Wednesday night’s Twitter hack was not a good look for Bitcoin.
Hackers took over accounts belonging to such well-known figures as Elon Musk, Bill Gates and Barack Obama in an apparent effort to earn income by scamming people out of Bitcoin, a form of digital currency. The scam itself was fairly common, but the fact that hackers were able to use prominent figures’ official accounts to perpetrate the attack is unusual and may have made unsuspecting people more likely to fall victim to it.
While it was the currency used to quickly cash in on the hack, Bitcoin is not really to blame for Wednesday night’s attack. But there are some characteristics of Bitcoin that may make carrying out — and getting away with — such a scam easier than if it had been done by other means. Regulators have previously expressed concern about Bitcoin over its history of use by fraudsters.
Still, experts in the cryptocurrency industry say they think Wednesday’s hack is unlikely to significantly undermine trust in, or adoption of, Bitcoin or other digital currencies.
“It’s certainly not the type of publicity that we want for Bitcoin or any other cryptocurrency,” said Kristin Smith, executive director of industry trade group Blockchain Association. “But it’s really important to realize that this was a hack and the crime is the hack, it’s not the fact that Bitcoin was the desirable prize of this attack.”
Experts say the effects of the attack were likely mitigated by the fact that this was not a new type of scam. Followers of Elon Musk and other major figures may be used to seeing such offers tweeted out in the replies to those celebrities’ tweets.
It’s known as a “Giveaway Scam,” in which hackers encourage people to send Bitcoin to a digital wallet, and promise to send back double the money in return. It’s often done under the guise of wanting to give back to a community or followers, as was the case in Wednesday’s hack. But, instead, the scammer makes off with the money.
Typically, scammers carry out such attacks by, for example, making a Twitter account almost identical to a famous person’s profile — same profile picture, same name and hard-to-detect tweaks to the handle — and responding to one of that famous person’s tweets with the offer, making it look like it was the famous person saying it.
“People see this happen underneath Elon Musk’s Twitter account all the time,” Neeraj Agrawal, director of communications at Coin Center, told CNN Business. “People have already been introduced to this concept of the giveaway scams.”
In Wednesday’s case, though, the offers were coming straight from the (hacked) verified accounts of celebrities.
Challenges of a decentralized system
One aspect of Bitcoin usually lauded as a benefit by adopters is the fact that it’s not controlled by a centralized authority, such as a bank.
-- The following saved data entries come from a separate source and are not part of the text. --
PR #78, opened 2015-10-14
Allocate node IP from correct (node) range only after the  node itself was already allocated and not when it is only discovered.

jsuchome:
https://bugzilla.suse.com/show_bug.cgi?id=941528

Note for backporting to Cloud5: get_network_by_type needs to return nil if network is not there

### DIFF
--- a/chef/cookbooks/provisioner/recipes/update_nodes.rb
+++ b/chef/cookbooks/provisioner/recipes/update_nodes.rb
@@ -136,7 +136,7 @@ if not nodes.nil? and not nodes.empty?
           hostname mnode.name
           macaddress mac_list[i]
           if mnode.macaddress == mac_list[i]
-            ipaddress admin_data_net.address
+            ipaddress admin_data_net.address unless admin_data_net.nil?
             options [
      '      if option arch = 00:06 {
         filename = "discovery/bootia32.efi";
--- a/crowbar_framework/app/models/deployer_service.rb
+++ b/crowbar_framework/app/models/deployer_service.rb
@@ -134,49 +134,6 @@ class DeployerService < ServiceObject
       roles << node.run_list_to_roles
       roles.flatten!
 
-      # Allocate required addresses
-      range = node.admin? ? "admin" : "host"
-      @logger.debug("Deployer transition: Allocate admin address for #{name}")
-      ns = NetworkService.new @logger
-      result = ns.allocate_ip("default", "admin", range, name)
-      @logger.error("Failed to allocate admin address for: #{node.name}: #{result[0]}") if result[0] != 200
-      if result[0] == 200
-        address = result[1]["address"]
-        boot_ip_hex = sprintf("%08X", address.split(".").inject(0) { |acc, i| (acc << 8) + i.to_i })
-      end
-
-      @logger.debug("Deployer transition: Done Allocate admin address for #{name} boot file:#{boot_ip_hex}")
-
-      if node.admin?
-        # If we are the admin node, we may need to add a vlan bmc address.
-        # Add the vlan bmc if the bmc network and the admin network are not the same.
-        # not great to do it this way, but hey.
-        admin_net = Chef::DataBag.load "crowbar/admin_network" rescue nil
-        bmc_net = Chef::DataBag.load "crowbar/bmc_network" rescue nil
-        if admin_net["network"]["subnet"] != bmc_net["network"]["subnet"]
-          @logger.debug("Deployer transition: Allocate bmc_vlan address for #{name}")
-          result = ns.allocate_ip("default", "bmc_vlan", "host", name)
-          @logger.error("Failed to allocate bmc_vlan address for: #{node.name}: #{result[0]}") if result[0] != 200
-          @logger.debug("Deployer transition: Done Allocate bmc_vlan address for #{name}")
-        end
-
-        # Allocate the bastion network ip for the admin node if a bastion
-        # network is defined in the network proposal
-        bastion_net = Chef::DataBag.load "crowbar/bastion_network" rescue nil
-        unless bastion_net.nil?
-          result = ns.allocate_ip("default", "bastion", range, name)
-          if result[0] != 200
-            @logger.error("Failed to allocate bastion address for: #{node.name}: #{result[0]}")
-          else
-            @logger.debug("Allocated bastion address: #{result[1]["address"]} for the admin node.")
-          end
-        end
-      end
-
-      node = NodeObject.find_node_by_name node.name
-      # save this on the node after it's been refreshed with the network info.
-      node.crowbar["crowbar"]["boot_ip_hex"] = boot_ip_hex if boot_ip_hex
-
       # Walk map to categorize the node.  Choose first one from the bios map that matches.
       role = RoleObject.find_role_by_name "deployer-config-#{inst}"
       done = false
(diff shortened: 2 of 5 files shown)


crowbar_framework/app/models/deployer_service.rb
```diff
@@ -181,6 +162,27 @@ def transition(inst, name, state)
...
+      if result[0] == 200
+        address = result[1]["address"]
+        boot_ip_hex = sprintf("%08X", address.split(".").inject(0){ |acc,i| (acc << 8) + i.to_i })
+      end
+
+      @logger.debug("Deployer transition: Done Allocate admin address for #{name} boot file:#{boot_ip_hex}")
+
+      # Let it fly to the provisioner. Reload to get the address.
+      node = NodeObject.find_node_by_name node.name
+      node.crowbar["crowbar"]["usedhcp"] = true
```
jsuchome: Looks like this isn't used anywhere... or is it?

crowbar_framework/app/models/deployer_service.rb
```diff
@@ -112,19 +112,6 @@ def transition(inst, name, state)
...
-      result = ns.allocate_ip("default", "admin", range, name)
-      @logger.error("Failed to allocate admin address for: #{node.name}: #{result[0]}") if result[0] != 200
-      if result[0] == 200
-        address = result[1]["address"]
-        boot_ip_hex  = sprintf("%08X",address.split(".").inject(0){ |acc,i|(acc << 8)+i.to_i })
-      end
-
-      @logger.debug("Deployer transition: Done Allocate admin address for #{name} boot file:#{boot_ip_hex}")
-
       if node.admin?
```
jsuchome: Not sure about this bmc section, could it stay here?

crowbar_framework/app/models/deployer_service.rb
vuntz: It seems you're right, try killing it? :-)

crowbar_framework/app/models/deployer_service.rb
```diff
@@ -181,6 +162,27 @@ def transition(inst, name, state)
...
+      end
+
+      @logger.debug("Deployer transition: Done Allocate admin address for #{name} boot file:#{boot_ip_hex}")
+
+      # Let it fly to the provisioner. Reload to get the address.
+      node = NodeObject.find_node_by_name node.name
+      node.crowbar["crowbar"]["usedhcp"] = true
+
+      # save this on the node after it's been refreshed with the network info.
+      node.crowbar["crowbar"]["boot_ip_hex"] = boot_ip_hex if boot_ip_hex
```
vuntz: Maybe move this inside `if result[0] == 200`?

crowbar_framework/app/models/deployer_service.rb
```diff
@@ -181,6 +162,27 @@ def transition(inst, name, state)
...
+      node.save
```
vuntz: Don't save it, just set `save_it` to `true`.

crowbar_framework/app/models/deployer_service.rb
```diff
@@ -151,18 +138,12 @@ def transition(inst, name, state)
...
-
       role = RoleObject.find_role_by_name "deployer-config-#{inst}"
       unless role.default_attributes["deployer"]["use_allocate"] and !node.admin?
         @logger.debug("Automatically allocating node #{node.name}")
         node.allocate!
       end
 
-      # save this on the node after it's been refreshed with the network info.
-      node.crowbar["crowbar"]["boot_ip_hex"] = boot_ip_hex  if boot_ip_hex
       node.save
```
vuntz: Do we still need to save here?

crowbar_framework/app/models/deployer_service.rb
vuntz: It doesn't really matter, tbh, but to be fully correct, I'd also move it.

crowbar_framework/app/models/deployer_service.rb
```diff
@@ -181,6 +162,27 @@ def transition(inst, name, state)
       roles << node.run_list_to_roles
       roles.flatten!
 
+      # Allocate required addresses
```
vuntz: Should we check if an address has already been allocated and not do anything if that's the case?

crowbar_framework/app/models/deployer_service.rb
jsuchome: i was not sure, it was 'just in case'...

crowbar_framework/app/models/deployer_service.rb
jsuchome: ah, true (left from testing)

crowbar_framework/app/models/deployer_service.rb
vuntz: Also: I'm wondering whether this should move to the transition method of the network service? (since `delete` / deallocating IP address is handled there)

jsuchome:
This config (adapted to Cloud5) currently works for me

jsuchome:
@vuntz modified for network service. 
Do you think we should prepare PTF (Cloud5-based) or wait until this gets reviewed and merged?

aplanas:
@jsuchome are we going to address the DNS part?

crowbar_framework/app/models/deployer_service.rb
```diff
@@ -199,10 +152,9 @@ def transition(inst, name, state)
 
       os_map = role.default_attributes["deployer"]["os_map"]
       node.crowbar["crowbar"]["hardware"]["os"] = os_map[0]["install_os"]
-      save_it = true
     end
 
-    node.save if save_it
+    node.save
```
vuntz: Why always save? It should only happen if we have to save.

jsuchome: ah, leftover from previous version with IP allocation

crowbar_framework/app/models/network_service.rb
```diff
@@ -302,6 +302,54 @@ def transition(inst, name, state)
...
+          result = allocate_ip("default", "bastion", range, name)
+          if result[0] != 200
+            @logger.error("Failed to allocate bastion address for: #{node.name}: #{result[0]}")
+          else
+            @logger.debug("Allocated bastion address: #{result[1]["address"]} for the admin node.")
+          end
+        end
+      end
+
+      node = NodeObject.find_node_by_name node.name
```
vuntz: We already have `node`, why do you reload it? (maybe there's a good reason, btw)

jsuchome: I am not sure, but without that reload it didn't work, AFAIK. There's some kind of explanation on  next line:
``# save this on the node after it's been refreshed with the network info.``

vuntz: Ah, that makes sense. Can you just move that comment above, and clarify that it is why we reload?

chef/cookbooks/provisioner/recipes/update_nodes.rb
```diff
@@ -136,7 +136,7 @@
           hostname mnode.name
           macaddress mac_list[i]
           if mnode.macaddress == mac_list[i]
-            ipaddress admin_data_net.address
+            ipaddress admin_data_net.address unless admin_data_net.nil?
```
vuntz: Just to confirm: when that condition is not met, we don't put an IP address in the config file for the node; does it still get an IP address from the right pool (dhcp) of the admin network? (if you reboot, for instance)

vuntz:
+1 if my question has the expected answer :-)

chef/cookbooks/provisioner/recipes/update_nodes.rb
jsuchome: It has 192.168.126.24 in my test, which is in the correct range, installed nodes have .81+

aplanas: I have the same results. Worked for me.

bmwiedemann:
I did not review or test, but I would welcome such a fix very much.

That means it’s not tied to any government (which could, for example, enact policies that devalue a currency) and users don’t have to trust any one organization to protect their money.
But in the case of Wednesday’s attack, it also means that people who were scammed don’t have anyone to go to for help getting their money back, the way one could go to their bank and ask it to reverse a fraudulent transaction. If a person sent $1,000 in bitcoin to a digital wallet hoping Elon Musk would send them back $2,000, they’re probably out of luck.
“With Bitcoin, you have to understand what you’re using,” Agrawal said. “It’s much more akin to a (physical) dollar bill. If you hand it to someone, it is gone. There’s an increased sense of responsibility you have to have if you’re using it.”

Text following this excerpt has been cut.